Because of the difference in the file format of Mac and DOS-Windows, fragmented drive problems are almost exclusively absent from Macs. There is and never has been any built-in defrag utility on any Mac. In my opinion, and you'll surely hear the same from any long-term Mac user, you shouldn't worry about drive fragmentation on any Mac unless you use Final Cut Pro for video editing and even then, it is a rarely seen problem.

Having begun my computer use with Windows and knowing the gains that could be made from defragging, I once decided I needed to defrag my Mac that I had used heavily for two years running. I timed some intense tasks in Photoshop before and after defragging. No difference at all. In the 7 years since that instance, I have not used any defrag program on my Mac.

I have three internal hard drives with a total of 7 partitions so if I have some problem with a partition, I copy the files to another partition and erase the problem partition. That takes a lot less time than any defrag program and it does virtually the same thing while fixing most any format issue that could arise.

To remove a program from your Mac, drag it to the trash along with any preference files (very small, usually). There is no automatic uninstall feature and, as a matter of fact, there is hardly such on any Windows computer as it usually leaves files scattered about after the "uninstall". The web site of the program maker can help you to track down any odd fragments. Also, a search for the program name can help. There is no registry to give you headaches so you are only dealing with drive space and "What the heck is that?" questions when you find some small bit left behind a year later.

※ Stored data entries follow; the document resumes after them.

PR #265, opened 2026-02-12
fix!: require attribute and amount names to be unique

crowecawcaw:
The amount and attribute names in host requirements are not required to be unique at the moment; duplicate names are allowed. Multiple requirements with the same name is non-sensical though and should be rejected.

Related OpenJD spec PR: https://github.com/OpenJobDescription/openjd-specifications/pull/110

While updating the test, I noticed existing test was incorrectly set up and testing the wrong data model. Since the test just looked for failures, the test passed but the validation failures were for the wrong reason. I made the test more specific to ensure it's testing what we think we're testing.

There are other tests that make similar mistakes and will also need to be updated. Future work.

Reject a template if a step's host requirements has duplicated attribute or amount names.

Closes a undefined behavior gap.

Unit tests

n/a

Technically yes, but practically no. Duplicated requirements do not have a clear behavior, and templates with duplicates are likely buggy. Marking the PR with `fix!` to indicate a minor version bump is recommended.

No

----

### DIFF
--- a/test/openjd/model/v2023_09/test_step_host_requirements.py
+++ b/test/openjd/model/v2023_09/test_step_host_requirements.py
@@ -457,24 +457,26 @@ class TestHostRequirementsTemplate:
         # no exception was raised.
 
     @pytest.mark.parametrize(
-        "data,error_count",
+        "data,error_count,error_loc",
         [
-            pytest.param({}, 1, id="missing amounts & attributes"),
-            pytest.param({"unknown": "value"}, 1, id="unknown field"),
-            pytest.param({"amounts": []}, 1, id="too few amounts"),
-            pytest.param({"attributes": []}, 1, id="too few attributes"),
+            pytest.param({}, 1, (), id="missing amounts & attributes"),
+            pytest.param({"unknown": "value"}, 1, ("unknown",), id="unknown field"),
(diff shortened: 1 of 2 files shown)


test/openjd/model/v2023_09/test_step_host_requirements.py
```diff
@@ -485,16 +487,66 @@ def test_parse_success(self, data: dict[str, Any]) -> None:
...
+                    ]
+                },
+                1,
+                ("amounts",),
+                id="duplicate amount names",
+            ),
+            pytest.param(
+                {
+                    "amounts": [
+                        {"name": "amount.mycap", "min": 1},
```
leongdl, line 507: Does the openjd spec allow this or specify properties w/ different cases are duplicates ?

leongdl: Trying to find it in the spec and it escapes me right now.

crowecawcaw: They are case insensitive! https://github.com/OpenJobDescription/openjd-specifications/blob/mainline/wiki/2023-09-Template-Schemas.md#3311-amountcapabilityname

leongdl (approved):

mwiebe (approved):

2006-12-03 15:41:49 · answer #1 · answered by SilverTonguedDevil 7 · 1 0

Strictly conversing, it fairly is against the license for Mac OS X. in spite of the incontrovertible fact that, your difficulty is that the OS won't installation on apersistent formatted in NTFS or FAT32. probability is the installer is accustomed on your drives are there, yet you dont have any installable partitions. It needs to be formatted as a Mac Journalized or united statespartition to place in.